Combating Disinformation in DNS and Beyond
Software Engineering Institute
This presentation was given at FloCon 2023, an annual conference that focuses on applying any and all collected data to defend enterprise networks.
Domain fronting is a common network evasion technique used by privacy tools and malware where the client queries a DNS server for a benign domain name, advertises that domain name in the TLS client hello, and then sets the encrypted HTTP Host field to the target domain which is hosted on the same infrastructure. The client typically performs domain fronting in an attempt to evade DNS-layer enforcement as well as detection based on the TLS server name and TLS certificate information. This presentation reviews domain fronting and related network behaviors including 1) domain faking, where the client sets the TLS server name to a value not hosted by the server or CDN, and 2) residential proxying, where an endpoint can unknowingly receive and forward traffic. These techniques are illustrated with concrete examples, highlighting observable network behaviors along with a set of clients known to use the specified technique.
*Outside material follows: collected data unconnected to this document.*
Issue #4956, opened 2025-10-20
Improve RLP encoding/decoding


Arkenan:
A big part of all reads is encoding and decoding. We should improve our rlp encoding and decoding of trie elements as it seems to be pretty slow and significant (e.g. more than twice the length of db access in some measurements).

The main culprit seems to be allocation.

PR #4995, opened 2025-10-22
refactor(l1)!: unify trie node encoding

iovoid:
> [!WARNING]
> This changes the format of nodes in the DB. You will need to re-sync your node.
 
**Motivation**

Currently, we have two ways of encoding a node: by specifying the node type (encode_to_vec, used for storing) and by letting the decoder infer it (encode_raw, used for hashing).

This causes confusion and prevents from making use of the RLP's API ability to decode onto an existing buffer.

Also by unifying the formats used for storing and hashing we can avoid encoding the same node twice.

**Description**

Unifies RLP encodings used for database and hashing.

Helps with #4956

### DIFF
--- a/crates/common/trie/node.rs
+++ b/crates/common/trie/node.rs
@@ -64,10 +64,10 @@ impl NodeRef {
                 let mut buf = Vec::new();
                 node.encode(&mut buf);
                 let hash = *hash.get_or_init(|| NodeHash::from_encoded(&buf));
-                acc.push((path.clone(), buf));
                 if let Node::Leaf(leaf) = node.as_ref() {
                     acc.push((path.concat(&leaf.partial), leaf.value.clone()));
                 }
+                acc.push((path.clone(), buf));
 
                 *self = hash.into();
 


crates/common/trie/node/branch.rs
```diff
@@ -248,25 +248,7 @@ impl BranchNode {
...
-                child @ NodeHash::Inline(raw) if raw.1 != 0 => {
-                    encoder = encoder.encode_raw(child.as_ref())
-                }
-                _ => encoder = encoder.encode_bytes(&[]),
-            }
-        }
-        encoder = encoder.encode_bytes(&self.value);
-        encoder.finish();
-        buf
+        NodeHash::from_encoded_raw(&self.encode_to_vec())
```
MegaRedHand: Can we rename this? `from_encoded_raw` -> `from_encoded`

crates/common/trie/rlp.rs
```diff
@@ -1,113 +1,53 @@
...
-            .encode_field(&self.value)
-            .finish()
+        let mut encoder = Encoder::new(buf);
+        for child in self.choices.iter() {
+            match child.compute_hash() {
+                NodeHash::Hashed(hash) => encoder = encoder.encode_bytes(&hash.0),
+                child @ NodeHash::Inline(raw) if raw.1 != 0 => {
+                    encoder = encoder.encode_raw(child.as_ref())
+                }
+                _ => encoder = encoder.encode_bytes(&[]),
```
MegaRedHand, line 24: Here we're storing the hash variant as RLP bytes, and the empty variant as well, but the inline variant we store as raw bytes. Is this OK? Can't it result in collisions?

crates/common/trie/rlp.rs
```diff
@@ -118,19 +58,67 @@ impl RLPEncode for Node {
...
+        let mut item;
+        // Get encoded fields
+        loop {
+            (item, decoder) = decoder.get_encoded_item()?;
+            rlp_items.push(item);
+            // Check if we reached the end or if we decoded more items than the ones we need
+            if decoder.is_done() || rlp_items.len() > 17 {
+                break;
             }
         }
```
MegaRedHand:
```suggestion
        // Check if we reached the end or if we decoded more items than the ones we need
        while !decoder.is_done() && rlp_items.len() <= 17 {
            (item, decoder) = decoder.get_encoded_item()?;
            rlp_items.push(item);
        }
```

We could also make the upper limit `< 17`, adding a check afterwards that `decoder.is_done()`.

crates/common/trie/node.rs
```diff
@@ -69,7 +61,10 @@ impl NodeRef {
                     }
                     Node::Leaf(_) => {}
                 }
-                let hash = *hash.get_or_init(|| node.compute_hash());
+                let mut buf = Vec::new();
+                node.encode(&mut buf);
+                let hash = *hash.get_or_init(|| NodeHash::from_encoded_raw(&buf));
+                acc.push((path.clone(), buf));
```
MegaRedHand: Doesn't this do the same as line 71?

crates/common/trie/rlp.rs
MegaRedHand: Nvm. This can't result in collisions, since the inline variant is stored RLP-encoded, and has a header of length less than 32 bytes.

crates/common/trie/node/branch.rs
iovoid: Done in 174067917

crates/common/trie/rlp.rs
iovoid: Turned into a while loop in 174067917.

crates/common/trie/node.rs
iovoid: Fixed in 174067917.

MegaRedHand (approved):
LGTM

jrchatruc (approved):

PR #4996, opened 2025-10-22
chore(l1): move `tooling` crates to a different workspace

### LINKED ISSUE #4845: Move `tooling` crates to a separate workspace
**Motivation**

The main `Cargo.lock` is populated with dependencies that are part of internal tooling that we don't want there.

**Description**

Move all the `tooling` crates to a workspace apart from the main one.

mpaulucci:
**Motivation**
To not have to compile all the tooling when working on the main workspace

**Description**
- Moves tooling to a separate workspace
- Removes tooling folder from Dockerfile
- Ensures tooling is still compiled and linted in the main workflow

Closes #4845


cmd/ethrex/Cargo.toml
```diff
@@ -120,5 +119,4 @@ hex = { workspace = true, optional = true }
 bytes = { workspace = true, optional = true }
 ethrex-common = { workspace = true, optional = true }
 serde_json = { workspace = true, optional = true }
-genesis-tool = { path = "../../tooling/genesis", optional = true }
```
mpaulucci, line 123: this was weird. Our main crate was depending on a crate from tooling. We should not do this. I moved the code to `ethrex-common` for now, but maybe there is a better place

fedacking (approved):

PR #5055, opened 2025-10-27
perf(l1)!: separate Account and storage Column families

Arkenan:
The goal is to separate both the trie nodes and flat key value representation for accounts and storage, as they can be updated separately.

### DIFF
--- a/crates/storage/store_db/rocksdb.rs
+++ b/crates/storage/store_db/rocksdb.rs
@@ -1350,11 +1350,14 @@ impl StoreEngine for Store {
     }
 
     fn get_account_code(&self, code_hash: H256) -> Result<Option<Code>, StoreError> {
-        let hash_key = code_hash.as_bytes().to_vec();
-        let Some(bytes) = self.read_sync(CF_ACCOUNT_CODES, hash_key)? else {
+        let cf = self.cf_handle(CF_ACCOUNT_CODES)?;
+        let Some(bytes) = self
+            .db
+            .get_pinned_cf(&cf, code_hash.as_bytes())
+            .map_err(|e| StoreError::Custom(format!("RocksDB read error: {}", e)))?
+        else {
             return Ok(None);
         };
-        let bytes = Bytes::from_owner(bytes);
         let (bytecode, targets) = decode_bytes(&bytes)?;
         let code = Code {
             hash: code_hash,
--- a/.github/workflows/pr-main_l1_l2_dev.yaml
+++ b/.github/workflows/pr-main_l1_l2_dev.yaml
@@ -19,6 +19,7 @@ env:
 
 jobs:
   integration-test-l1-l2-dev:
+    if: ${{ github.event_name != 'merge_group' }}
     name: Integration Test
     runs-on: ubuntu-latest
     steps:
--- a/CHANGELOG.md
+++ b/CHANGELOG.md
@@ -5,6 +5,7 @@
 ### 2025-11-12
 
 - Separate Account and storage Column families in rocksdb [#5055](https://github.com/lambdaclass/ethrex/pull/5055)
+- Avoid copying while reading account code [#5289](https://github.com/lambdaclass/ethrex/pull/5289)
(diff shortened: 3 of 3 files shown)


crates/storage/store_db/rocksdb.rs
```diff
@@ -262,7 +277,20 @@ impl Store {
...
+                    cf_opts.set_min_write_buffer_number_to_merge(2);
+                    cf_opts.set_target_file_size_base(256 * 1024 * 1024); // 256MB
+                    cf_opts.set_memtable_prefix_bloom_ratio(0.2); // Bloom filter
+
+                    let mut block_opts = BlockBasedOptions::default();
+                    block_opts.set_block_size(16 * 1024); // 16KB
+                    block_opts.set_bloom_filter(10.0, false); // 10 bits per key
+                    cf_opts.set_block_based_table_factory(&block_opts);
+                }
+                CF_STORAGE_TRIE_NODES => {
```
MegaRedHand: Unless we have custom options for both, I suggest we do:

```suggestion
                CF_ACCOUNT_TRIE_NODES | CF_STORAGE_TRIE_NODES => {
```

crates/storage/store.rs
```diff
@@ -532,50 +532,43 @@ impl Store {
...
                 if !storage_value.is_zero() {
                     let hashed_key = hash_key(&H256(storage_key.to_big_endian()));
                     storage_trie.insert(hashed_key, storage_value.encode_to_vec())?;
                 }
             }
-            let (storage_root, new_nodes) = storage_trie.collect_changes_since_last_hash();
-            nodes.insert(H256::from_slice(&hashed_address), new_nodes);
+
+            // TODO(#5195): committing each storage trie individually is inefficient.
+            // We would benefit form a mass storage node insertion method.
```
MegaRedHand, line 559: Can't we do it like before, with `Trie::collect_changes_since_last_hash()`? We can store the changes inside a shared buffer, and dump it in the DB at the end.

crates/storage/store_db/rocksdb.rs
```diff
@@ -744,22 +775,45 @@ impl Store {
...
+            ],
+        )?;
 
         let last_written = db.get_cf(&cf_misc, "last_written")?.unwrap_or_default();
         // Commit removes the bottom layer and returns it, this is the mutation step.
         let nodes = trie_mut.commit(root).unwrap_or_default();
         for (key, value) in nodes {
             let is_leaf = key.len() == 65 || key.len() == 131;
+            // Accounts have only the account address as their path, while storage keys have
+            // the account address (32 bytes) + storage path (up to 32 bytes).
```
iovoid: Mentioning the pre-encoding sizes before code dealing with encoded sizes might generate confusion (one might think 32 + 32 and 65 are related).

crates/storage/store_db/rocksdb.rs
```diff
@@ -262,7 +277,20 @@ impl Store {
                     block_opts.set_bloom_filter(10.0, false);
                     cf_opts.set_block_based_table_factory(&block_opts);
                 }
-                CF_TRIE_NODES => {
+                CF_ACCOUNT_TRIE_NODES => {
+                    cf_opts.set_compression_type(rocksdb::DBCompressionType::Lz4);
```
iovoid: Now that #5223 is merged, this should be removed.

crates/storage/store_db/rocksdb.rs
```diff
@@ -262,7 +277,20 @@ impl Store {
                     block_opts.set_bloom_filter(10.0, false);
                     cf_opts.set_block_based_table_factory(&block_opts);
                 }
-                CF_TRIE_NODES => {
+                CF_ACCOUNT_TRIE_NODES => {
```
iovoid: If CF_STORAGE_TRIE_NODES and CF_ACCOUNT_TRIE_NODES will have the same settings, maybe they should be under the same condition.

crates/storage/store.rs
Oppen: I agree, we already have `commit_without_storing` for that.
That said, the genesis runs exactly once and I think it's quick enough as it is.

Oppen (approved):

PR #5073, opened 2025-10-27
perf(l1): optimized VM database for RocksDB

iovoid:
**Motivation**

Currently to get a storage we are:
- getting the block header to obtain the state root
- getting the account to get the storage root
- reading the value

The first step isn't needed because the state root is the same through the block, and the second isn't needed because since we're using a path-based DB we can directly get the value (without even using the trie, if the FKVs are computed).

**Description**

Implements a RocksDB-specific VM backend.


jrchatruc (changes requested):
Blocking this merge until we discuss how to properly refactor this to avoid adding a new rocksdb vm

iovoid:
Superceded by #5145

PR #5075, opened 2025-10-27
chore(l1): fixed data path for mac

fedacking:
**Motivation**

The MacOS default path includes a space in the path for "Application Support". If a user in MacOS runs the tooling links will fail due to the space in the path, and the '\' will cause issues.

**Description**

- Changes data path to be only Library, a folder that is used for theses purposes.


tooling/sync/Makefile
```diff
@@ -179,10 +179,11 @@ start-ethrex: ## Start ethrex for the network given by NETWORK.
     		--p2p.port 30303\
     		--discovery.port 30303 \
     		--metrics \
+    		--log.level debug \
```
MegaRedHand: Was this intended?

tooling/sync/Makefile
```diff
@@ -14,7 +14,7 @@ CURRENT_DATETIME = $(shell date +'%y.%m.%d-%H.%M.%S')
 BATCH_SIZE ?= 1024
 OS = $(shell uname)
 ifeq ($(OS), Darwin)
-	DATA_PATH = $(HOME)/Library/Application\ Support
+	DATA_PATH = $(HOME)/Library/Application Support
```
MegaRedHand: Don't we need to add quotes around this too?

fedacking: No, this gets added to the variable in it's entirety

tooling/sync/Makefile
fedacking: Nope removed in [51e852a](https://github.com/lambdaclass/ethrex/pull/5075/commits/51e852a46a2357bc6301e9dca3eea45a98244485)

tooling/sync/Makefile
mpaulucci: Any reason you chose this specific path? I know it's the default, but maybe for tooling we can just choose a simpler path so we don't have to do this weird logic with having different paths depending on the OS

fedacking: Changed the DATA_PATH only Library to  simplify the tooling makefile in [6e417cc](https://github.com/lambdaclass/ethrex/pull/5075/commits/6e417cca6ae9db32668c54d398f03a76eccb75f9)

mpaulucci (approved):

PR #5077, opened 2025-10-28
chore(l1): improve snapsync log

edg-l:
image

**Motivation**

More compact but it retains the info and even added some more.

### DIFF
--- a/crates/networking/p2p/network.rs
+++ b/crates/networking/p2p/network.rs
@@ -263,8 +263,6 @@ pub async fn periodically_show_peer_stats_during_syncing(
             // We round up because of the accounts whose slots get downloaded and then not used
             let storage_leaves_inserted_percentage =
                 (storage_leaves_inserted_percentage * 10.0).round() / 10.0;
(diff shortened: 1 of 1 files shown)


crates/networking/p2p/network.rs
```diff
@@ -253,15 +254,17 @@ pub async fn periodically_show_peer_stats_during_syncing(
...
-                METRICS.storage_leaves_inserted.get() as f64 / storage_leaves_downloaded as f64
-                    * 100.0
+                storage_leaves_inserted as f64 / storage_leaves_downloaded as f64 * 100.0
             } else {
                 0.0
             };
             // We round up because of the accounts whose slots get downloaded and then not used
             let storage_leaves_inserted_percentage =
                 (storage_leaves_inserted_percentage * 10.0).round() / 10.0;
+            let storage_leaves_pending =
```
fedacking: We can't accurately calculate this with the information provided, as the ratio of downloads to insertions isn't 1 to 1.

PR #5082, opened 2025-10-28
fix(l1): headers snapsync logs

fedacking:
**Motivation**

The logs for the headers in snapsync shows inaccurate numbers due to the chunked header download. This pr aims to fix that and show the proper percentage of headers to download.

**Description**

- Change `METRICS.headers_downloaded` to an `IntCounter` instead of `AtomicU64`
- Removed `METRICS.headers_to_download` and replaced the calculation with `METRICS.sync_head_block`
- Fixed `METRICS.sync_head_block` to include the proper 

Works to improve #4950


crates/networking/p2p/sync.rs
```diff
@@ -187,6 +187,7 @@ impl Syncer {
             .get_block_number(current_head)
             .await?
             .ok_or(SyncError::BlockNumber(current_head))?;
+
```
pablodeymo: this change is not needed

fedacking: Removed in [3be355d](https://github.com/lambdaclass/ethrex/pull/5082/commits/3be355d15922a432eec13e365f755b0d19006f3f)

jrchatruc (approved):

ElFantasma (approved):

Additionally, we will present a novel measurement study of the domain name disinformation ecosystem including the infrastructure providers and applications that support domain name evasion. Malware sandbox data is used to highlight how prevalent these techniques are and the preferred providers and tools that are most frequently used by malware. Finally, we will show how to detect these techniques. Domain faking and residential proxy detection can be detected with simple rules when large-scale data is available. We will also demonstrate more generic detection mechanisms aimed at domain fronting that leverage straightforward machine learning and large-scale data.
The audience will learn about evasion strategies commonly employed that attempt to erode the value of domain name-based indicators of compromise, including domain fronting, domain faking, and residential proxying. The audience will additionally learn how to identify artifacts of these methods and how to efficiently hunt for occurrences within their own network.